Prince Andrey smiled slightly perceptibly for the first time, but Princess Marya, who knew his face so well, realized with horror that it was not a smile of joy, not tenderness for her son, but a quiet, meek mockery of what Princess Mary used, in her opinion. , the last resort to bring him to his senses.
– Yes, I am very glad to Nikolushka. He is healthy?

When they brought Nikolushka to Prince Andrei, who looked frightened at his father, but did not cry, because no one was crying, Prince Andrei kissed him and, obviously, did not know what to say to him.
When Nikolushka was taken away, Princess Marya went up to her brother again, kissed him, and, unable to restrain herself any longer, began to cry.
He looked at her intently.
Are you talking about Nikolushka? - he said.
Princess Mary, weeping, bowed her head affirmatively.
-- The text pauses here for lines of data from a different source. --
PR #1657, opened 2026-08-19
fix(keycloak): pass KEYCLOAK_EXTERNAL_URL to the prebuilt registry, warn when it cannot work

Evolver-sweden:
Refs #1649

## Correction to the issue first

I filed #1649, and part of it was wrong. `docker-compose.yml` already passes `KEYCLOAK_EXTERNAL_URL` to the registry service, and has since d8543fe ("fix: Add KEYCLOAK_EXTERNAL_URL to registry service", #681, March 2026). The Podman stack and the Helm chart (via `oauthProviderSecretName`) carry it too.

Our deployment was built from a `docker-compose.yml` carried over from a 1.0.x release and never re-synced, so it predates that fix. The symptom was real, the diagnosis of *our* environment was not. Apologies for the noise.

The report's nginx observation is also not a bug: `registry/core/nginx_service.py` builds the Keycloak upstream from `KEYCLOAK_URL`, but that hop is container-to-container and must stay internal. The issue itself said as much.

Two things do remain, and this PR addresses them.

## 1. `docker-compose.prebuilt.yml` still omits it

The registry service there does not receive `KEYCLOAK_EXTERNAL_URL`. That is the quick-start path with prebuilt images, so it is the file a new operator is most likely to run.

Both the registry and the auth server build OAuth discovery documents from this value. Without it, `_create_keycloak_provider` falls back to `KEYCLOAK_URL`:

```python
# auth_server/providers/factory.py
keycloak_external_url = os.environ.get("KEYCLOAK_EXTERNAL_URL", keycloak_url)
```

so the service advertises the internal Docker DNS name. The response is a well-formed metadata document, nothing errors server-side, and external MCP clients fail discovery with a generic OAuth error.

Added the variable, plus a compose parity test covering every discovery-serving service in every compose file, so a third instance cannot land silently. There have now been two (#1378 for Podman, this one for prebuilt).

## 2. The fallback is silent, and a parity test cannot catch every case

A compose parity test does not help the case we actually hit: an operator running a compose file carried over from an older release. Nothing in the repo can assert on a file that is not in the repo. The only place that can catch it is the process that reads the value at startup.

So `_create_keycloak_provider` now says what is wrong instead of leaving it to be inferred from a client-side error:

| Configured value | Level |
|---|---|
| `KEYCLOAK_EXTERNAL_URL` unset | WARNING |
| single-label host (`keycloak`, i.e. container DNS) | WARNING |
| private, link-local or reserved address | WARNING |
[...]

Issue #1649, opened 2026-08-18
Registry does not receive KEYCLOAK_EXTERNAL_URL, so authorization server metadata and generated nginx config use the internal Docker URL


Evolver-sweden:
Body

Possible duplicate: #1378 reports the same symptom for docker-compose.podman.yml. That issue is closed. We hit it on the standard docker-compose.yml path with the registry service, so this may be a second instance of the same root cause rather than a regression. Happy to have this closed as a duplicate if the fix was meant to cover both.

Summary

With AUTH_PROVIDER=keycloak and KEYCLOAK_EXTERNAL_URL set in .env, the variable does not reach the registry container. As a result:

GET /.well-known/oauth-authorization-server advertises http://keycloak:8080, the internal Docker DNS name, which no external client can resolve or reach.
The generated nginx configuration is also built from the internal URL.

External MCP clients perform OAuth discovery, receive an unreachable issuer, and cannot complete the flow.

Environment
Version: 1.28.0, Docker Compose deployment
AUTH_PROVIDER=keycloak, Keycloak brokering an upstream OIDC IdP
KEYCLOAK_EXTERNAL_URL=https://gateway.example.com present in .env
TLS terminated by the bundled nginx
Steps to reproduce
Set AUTH_PROVIDER=keycloak and KEYCLOAK_EXTERNAL_URL=https://gateway.example.com in .env.
Start the stack.
curl -s https://gateway.example.com/.well-known/oauth-authorization-server
Expected

Metadata endpoints point at https://gateway.example.com.

Actual

Metadata advertises http://keycloak:8080. The registry log confirms which value it used when generating nginx config:

Keycloak hostname is 'keycloak', using netloc instead: keycloak
Using Keycloak configuration from KEYCLOAK_URL 'http://keycloak:8080': http://keycloak:8080
Keycloak upstream scheme is 'http' (not https); nginx will proxy the IdP token/JWKS/discovery traffic in plain

The auth-server, by contrast, does know the external URL:

Initializing Keycloak provider for realm 'mcp-gateway' at http://keycloak:8080 (external: https://gateway.example.com)

So the value is available to one service and not the other. Confirmed absent from the registry container's environment.

Suggested fix

[...]

PR #1688, opened 2026-08-26
fix(keycloak): rewrite every internal URL in the discovery document

Evolver-sweden:
Refs #1649

This is the second half of #1649. [#1657](https://github.com/agentic-community/mcp-gateway-registry/pull/1657) passed `KEYCLOAK_EXTERNAL_URL` to the registry service, which fixed the primary endpoints. The issue stayed open because the URL rewriting itself is incomplete, as I reported in [the follow-up comment](https://github.com/agentic-community/mcp-gateway-registry/issues/1649#issuecomment-5305118445) after verifying on 1.29.0. This closes that half.

## What was wrong

`authorization_server_metadata` rewrote the internal Keycloak URL onto the external host for **ten named fields**. Everything not on that list kept the internal Docker URL, and the nested `mtls_endpoint_aliases` object was not walked at all, so every key inside it leaked.

Still internal on a deployment with `KEYCLOAK_EXTERNAL_URL` correctly set:

| Field | |
|---|---|
| `check_session_iframe` | OIDC session management |
| `backchannel_authentication_endpoint` | CIBA |
| `pushed_authorization_request_endpoint` | PAR |
| `mtls_endpoint_aliases.*` | all eight nested endpoints |

The primary endpoints — `issuer`, `authorization_endpoint`, `token_endpoint`, `jwks_uri`, `registration_endpoint` — were correct, so the document looks right at a glance. A client that uses PAR, CIBA, mTLS client auth or OIDC session management is handed an unreachable internal host and fails in a way that is hard to attribute back to discovery.

An allowlist also means every field a future Keycloak release adds starts out broken by default, and nobody finds out until a client happens to use it.

## The fix

Walk the whole document. A value is rewritten because it points at the internal host, not because someone remembered to list its field name, so new fields and nested objects are covered without maintenance.

Two things fall out of doing it properly:

**The match is anchored at a URL boundary.** The old code used a bare `startswith`, so an internal base of `http://keycloak:8080` also matched `http://keycloak:80801` — a different port on the same host — and rewrote it. Only `/`, `?`, `#` or end-of-string now count as a boundary. This was a pre-existing defect; it is fixed here because the recursive walk would otherwise have spread it to more fields.

**New containers are built rather than mutating in place.** `_get_openid_configuration` is `lru_cache`d, so rewriting a nested dict in place would poison the cache for every later caller — including the internal-URL consumers that must keep pointing at the cluster host. A test pins this.

## Verification

Ten new tests in `TestKeycloakMetadataRewritesEveryUrl`. The primary one asserts the invariant over the whole document rather than over named fields:

```python
leaked = [s for s in self._all_strings(metadata) if self.INTERNAL in s]
assert not leaked
```

That is deliberately the shape of the fix: naming fields in the test would reintroduce the same blind spot the code had. The remaining tests cover each field from the report individually, the nested `mtls_endpoint_aliases`, non-URL values passing through untouched, the boundary case, a bare origin with no path, cache integrity, and the unchanged passthrough when no external URL is configured.

**Six of the ten fail against the pre-fix tree.** The four that pass do so correctly: non-URL values were never touched, a bare origin was already rewritten by the old `startswith` + `replace`, the old shallow copy did not corrupt the cache, and the passthrough path is unchanged.

Full suites: `tests/auth_server/unit/providers/test_keycloak.py` 53 passed, `tests/auth_server/unit/providers/` 263 passed. `pre-commit run --files <changed files>` passes with `SKIP=pytest-fast`, matching `.github/workflows/pre-commit.yaml`; Bandit and MyPy both cover `keycloak.py`.

## Scope

Keycloak only. It is the only provider that brokers an internal/external split — Cognito, Entra, Okta, Auth0 and PingFederate build their documents from a single cloud-facing host, so there is no internal URL to rewrite. I grepped for the same allowlist pattern elsewhere and found none.

Marked `Refs` rather than `Closes` so you can decide whether #1649 is now fully addressed; between this and #1657 I believe it is, but that call is yours.

### DIFF
--- a/auth_server/providers/keycloak.py
+++ b/auth_server/providers/keycloak.py
@@ -21,6 +21,11 @@ JWT_AUDIENCE = os.environ.get("JWT_AUDIENCE", "mcp-registry")
 # raises if it is missing rather than silently using a known-bad value.
 SECRET_KEY = os.environ.get("SECRET_KEY")
 
+# Characters that can legally follow an origin in a URL. Used to anchor the
+# internal-URL rewrite at a boundary so an internal base of
+# "http://keycloak:8080" cannot also match "http://keycloak:80801".
+_URL_BOUNDARY_CHARS: frozenset[str] = frozenset({"/", "?", "#"})
+
 
 logging.basicConfig(
     level=logging.INFO,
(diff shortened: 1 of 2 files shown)


omrishiv (approved):
@Evolver-sweden thank you so much for taking care of this, the fix looks good and appreciate the added tests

“Marie, you know Evan…” but he suddenly fell silent.
- What are you saying?
- Nothing. There is no need to cry here,” he said, looking at her with the same cold look.
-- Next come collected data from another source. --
PR #1692, opened 2026-08-26
[Phase 3] RFC 8707 resource enforcement + gateway token proxy (IdP-signed MCP tokens)

### LINKED ISSUE #991: [Phase 3] RFC 8707 resource parameter enforcement + token proxy (closes #889)
# Sub-issue E: RFC 8707 `resource` parameter enforcement + token proxy (IdP-signed tokens)

**Parent:** #988
**Labels:** `enhancement`, `oauth`, `mcp-spec`, `authentication`, `credentials-management`, `subtask`
**Phase:** 3
**Depends on:** A
**Blocks:** B, C, D, H, closes #889 as part of acceptance
**Absorbs:** #614 Phase 2-3

---

## Summary

Stand up the `/oauth/token` proxy in the Registry Gateway, enforce [RFC 8707](https://datatracker.ietf.org/doc/html/rfc8707) `resource` parameter semantics end-to-end, and switch MCP-data-plane token validation from the current self-signed 8h JWT to IdP-signed tokens. This is the phase that makes refresh and revocation actually work, and it closes #889 as a side-effect.

## Background

Today's auth flow:

- Operator clicks Connect in the UI → auth server mints a self-signed JWT with a hardcoded 8h TTL, no refresh token.
- Operator pastes it into `.mcp.json` / `mcp.json`.
- Assistant uses the Bearer token until expiry; there is no refresh and no revocation propagation from the upstream IdP.
- `MAX_TOKEN_LIFETIME_HOURS=24` is defined but never consulted (#889).
- `expires_in_hours` on the registration request is ignored.

Problems:

1. Revocation in the upstream IdP has no effect on the Registry until the 8h timer elapses.
2. Refresh is manual (re-paste).
3. Tokens are not scoped to a specific MCP server; any token hitting the gateway can reach any path the user is entitled to, with no resource-parameter check.
4. `#889` TTL enforcement can't be cleanly implemented on top of the self-signed path without also fixing the proxy.

### In scope

- **`POST /oauth/token`** as a proxy for `authorization_code` and `refresh_token` grants to the configured IdP:
  - Preserves PKCE `code_verifier` on the way through.
  - Preserves `resource` parameter on the way through (RFC 8707).
  - Enforces `resource` matches a Registry-registered MCP server canonical URI or a Registry-own resource.
  - On success, returns the IdP-signed `access_token` and `refresh_token` to the assistant; the gateway does not re-mint.
- **Inbound token validation** on MCP-facing paths:
  - Validate signature via the configured IdP's JWKS (cached with key rotation support).
  - Validate `aud` claim: MUST equal the canonical URI of the MCP server being called (i.e., the path the request is going to).
  - Validate `iss` claim against provider config.
  - Validate `exp` / `nbf`.
  - On any failure, 401 with `WWW-Authenticate` (sub-issue A's middleware takes care of the header).
- **Retire self-signed 8h tokens** on the MCP data plane. The web-UI login flow can keep its own session cookies; MCP data plane moves to IdP-signed.
- **Per-server `expires_in_hours` at registration**: add a field on the `register` model, enforce `MAX_TOKEN_LIFETIME_HOURS` as the ceiling, honor lower values per server. Closes #889.
- **Revocation observability**: add a metric for `aud` mismatches and signature failures so operators can see revocation events working in real time.
- **Tests**:
  - Unit: `aud` mismatch, `iss` mismatch, expired, wrong signature, missing `resource` on `/authorize`, `resource` not in registered set, TTL clamp against `MAX_TOKEN_LIFETIME_HOURS`.
  - Integration: end-to-end PKCE against a local IdP (Keycloak in docker-compose), revocation in IdP → next request 401 within JWKS cache refresh interval.

### Out of scope

- CIMD consumer behavior on `/authorize` → sub-issue C.
- Token exchange (RFC 8693) grant type → sub-issue D.
- Entra v1 scope format nuances → sub-issue F.
- Domain B backend token handling → declined, see #988 §"What we considered and declined".

## Design notes

- Keep the proxy thin. It forwards to the configured IdP's `/token` endpoint and returns the IdP's response verbatim, except for:
  - Rejecting `resource` values that don't map to a Registry-registered server.
  - Clamping `expires_in` down to the per-server / registry max.
- `aud` enforcement is the single most important hardening gain here. Today the gateway accepts any signed JWT regardless of audience; after this lands, a token for `/server-a/mcp` fails against `/server-b/mcp`.
- JWKS cache TTL balances revocation latency vs. IdP load. Default to 5 minutes; operator-configurable.
- The switch off the self-signed path is a breaking change for any existing deployment that is still relying on the UI-pasted JWT. Ship behind a feature flag for one release; flip default in the next.

## Acceptance criteria

- [ ] `POST /oauth/token` proxies `authorization_code` and `refresh_token` grants to the configured IdP, preserving PKCE and `resource`.
- [ ] `resource` parameter is required on `/authorize` and `/token` for MCP-facing flows; rejected if not present or not in registered set.
- [ ] MCP-facing paths validate `aud` matches the path; mismatch returns 401 + `WWW-Authenticate`.
- [ ] JWKS cache honors key rotation (kid match + re-fetch on unknown kid).
- [ ] `expires_in_hours` in registration honored; `MAX_TOKEN_LIFETIME_HOURS` enforced as ceiling (closes #889).
- [ ] Metrics for: successful exchanges, `aud` mismatch count, signature failure count, TTL clamp count.
- [ ] Self-signed 8h token path retired on the MCP data plane behind a feature flag; default flipped in the release after this one.
- [ ] Integration test using Keycloak: authorization code + refresh + revocation all behave correctly.
- [ ] Docs page in [docs/](docs/) describing the new token model and the migration from self-signed tokens.

## Risks and open questions

- **Breaking change for operators.** The UI-paste workflow is going away for MCP paths. Communicate via release notes, one full release behind a flag before flipping default.
- **IdP quirks.** Entra v1 does not always include all the fields we want in JWTs. Sub-issue F explicitly handles the scope format; coordinate so scope mapping for Entra is unified.
- **JWKS downtime.** If the IdP's JWKS endpoint is down, valid tokens start failing. Mitigation: cache persists across JWKS fetch failures with a bounded staleness window; alert on sustained JWKS fetch failures.
- **`aud` format inconsistencies across IdPs.** Some IdPs use the resource URI, others use a client-id-like opaque string. Normalize in provider-specific adapters, not in the core validation.

## References

- [RFC 8707 Resource Indicators](https://datatracker.ietf.org/doc/html/rfc8707)
- [MCP 2025-06-18 authorization spec](https://modelcontextprotocol.io/specification/2025-06-18/basic/authorization)
- Issue #889 (TTL enforcement)
- Issue #614 (umbrella tactical)
- [auth_server/providers/entra.py](auth_server/providers/entra.py) — dual-audience pattern already present
- Recommendation doc §6 Phase 3: [.scratchpad/coding-assistant-oauth/recommendation-2026-05-04.md](.scratchpad/coding-assistant-oauth/recommendation-2026-05-04.md)

omrishiv:
# [Phase 3] RFC 8707 resource enforcement + gateway token proxy (IdP-signed MCP tokens)

Fixes: #991

## Summary

Stands up a `/oauth/token` proxy in the Registry Gateway, enforces [RFC 8707](https://datatracker.ietf.org/doc/html/rfc8707) `resource` semantics end-to-end, and moves MCP-data-plane token validation from the self-signed 8h JWT to **IdP-signed tokens** — so refresh and revocation actually work. Gated behind two **default-off** flags; with both off, behavior is unchanged.

## Motivation

Today the Connect flow mints a self-signed 8h JWT with no refresh and no revocation propagation: upstream IdP revocation has no effect until the timer elapses, refresh is manual re-paste, tokens aren't scoped to a specific MCP server, and `MAX_TOKEN_LIFETIME_HOURS` / registration `expires_in_hours` are ignored. This phase fixes all four.

## What changed

**Feature flags (both default-off, fail-closed interlock)**
- `MCP_TOKEN_PROXY_ENABLED` — enables the gateway `/oauth/token` proxy.
- `MCP_IDP_SIGNED_TOKENS` — switches MCP data-plane validation to IdP-signed tokens. Requires the proxy to be enabled; the combination is validated at startup.

**auth-server**
- `POST /oauth/token`: proxies `authorization_code` and `refresh_token` grants to the configured IdP over the SSRF/DNS-rebinding-safe client, preserving PKCE `code_verifier` and the RFC 8707 `resource`. `resource` is **required and matched against the registered server set** when IdP-signed tokens are on (lenient otherwise). Only standard token fields are returned; upstream cookies/headers are never relayed. Responses carry `Cache-Control: no-store`.
- `/validate`: when IdP-signed tokens are on, rejects the gateway self-signed token on MCP data-plane paths at a single chokepoint, requires the per-server `aud` for servers advertising a per-server resource (keyed on egress mode via a cached internal metadata lookup), and enforces a per-server access-token lifetime ceiling. Non-MCP, session-cookie, federation, A2A, and browser-UI paths are unaffected.

**registry**
- Internal per-server metadata endpoint (egress mode + lifetime ceiling), reachable only by the auth-server; fails closed (serves last-known-good on outage, treats 404 as a definite negative, empty only on cold-cache outage).
- Repoints the advertised `token_endpoint` at the gateway when the proxy is enabled — **`authorization_endpoint`, `issuer`, and `jwks_uri` stay the IdP's**.
- Moves the per-server-resource predicate into a shared, dependency-free helper consumed by both services.

**providers**
- New shared, hardened JWKS cache (`auth_server/providers/jwks_cache.py`) backing all IdP providers (Keycloak, Entra, Cognito, Okta, Auth0, PingFederate): TTL cache keyed by `jwks_url`, coalesced fetch, coalesced + negative-cached unknown-`kid` refetch behind a cooldown (blunts a `kid`-spray JWKS DoS), and bounded stale-on-failure fallback. RS256 pinning and all signature/issuer/audience checks stay in the providers' `jwt.decode`.

**nginx**
- Exact-match `/oauth/token` location added to every server block in both reverse-proxy configs, proxying to the auth-server and forwarding the request body, not gated by `auth_request`. (Without it the advertised gateway token endpoint fell through to the registry catch-all and 404'd.)

**infra**
- Both flags wired across Docker Compose, Helm, and Terraform, with chart env assertions kept in sync.

## Security notes
- Default-off; enabling `MCP_IDP_SIGNED_TOKENS` without the proxy fails closed at startup.
- Token proxy strips upstream Set-Cookie/headers and returns only standard token fields; `no-store` on every `/oauth/token` response (including errors).
- `/validate` closes the session-cookie bypass: a non-bearer caller can no longer skip token checks on MCP paths.
- Per-server metadata lookup fails closed so per-server audience enforcement is never silently dropped.

## Testing
Unit + integration cover: proxy route (PKCE + `resource` passthrough/enforcement), self-signed rejection on MCP paths, `aud`/`iss`/`exp`/`nbf` failures, TTL clamp against `MAX_TOKEN_LIFETIME_HOURS`, the startup interlock, the shared JWKS cache (cooldown/bound/stale fallback), the internal metadata endpoint (fail-closed), register validation, the token-endpoint repoint, and an nginx routing guard asserting each `/oauth/token` block proxies to the auth-server, forwards the body, and is un-gated.


aarora79:
Thanks for the thorough work here — the analysis and implementation are solid. After review we've decided to solve the token-revocation problem differently: a gateway-side **per-user revocation denylist** (an admin kill-switch keyed on the token's `sub`, with a TTL), which gives instant, provider-agnostic revocation without the IdP-signed + DCR client-onboarding burden — a real blocker on no-DCR IdPs like Entra. Closing in favor of that approach; a new design issue will capture it. Appreciate the effort on #991.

When Princess Mary began to cry, he realized that she was crying that Nikolushka would be left without a father. With great effort on himself, he tried to go back to life and transferred himself to their point of view.
“Yes, they must feel sorry for it! he thought. “How easy it is!”
“The birds of the air neither sow nor reap, but your father feeds them,” he said to himself and wanted to say the same to the princess. “But no, they will understand it in their own way, they will not understand! They cannot understand this, that all these feelings that they value are all ours, all these thoughts that seem so important to us that they are not needed. We can't understand each other." And he was silent.

The little son of Prince Andrei was seven years old. He could hardly read, he knew nothing. He experienced a lot after that day, acquiring knowledge, observation, experience; but if he had then mastered all these later acquired abilities, he could not have better, deeper understood the full significance of the scene that he saw between his father, Princess Mary and Natasha than he understood it now. He understood everything and, without crying, left the room, silently went up to Natasha, who followed him, looked shyly at her with beautiful, thoughtful eyes; his upturned ruddy upper lip quivered, he leaned his head against it and wept.
From that day on, he avoided Dessalles, avoided the countess who caressed him, and either sat alone or timidly approached Princess Mary and Natasha, whom he seemed to love even more than his aunt, and softly and shyly caressed them.
Princess Mary, leaving Prince Andrei, fully understood everything that Natasha's face told her. She no longer spoke to Natasha about the hope of saving his life. She took turns with her at his sofa and wept no more, but prayed incessantly, turning her soul to that eternal, incomprehensible, whose presence was now so palpable over the dying man.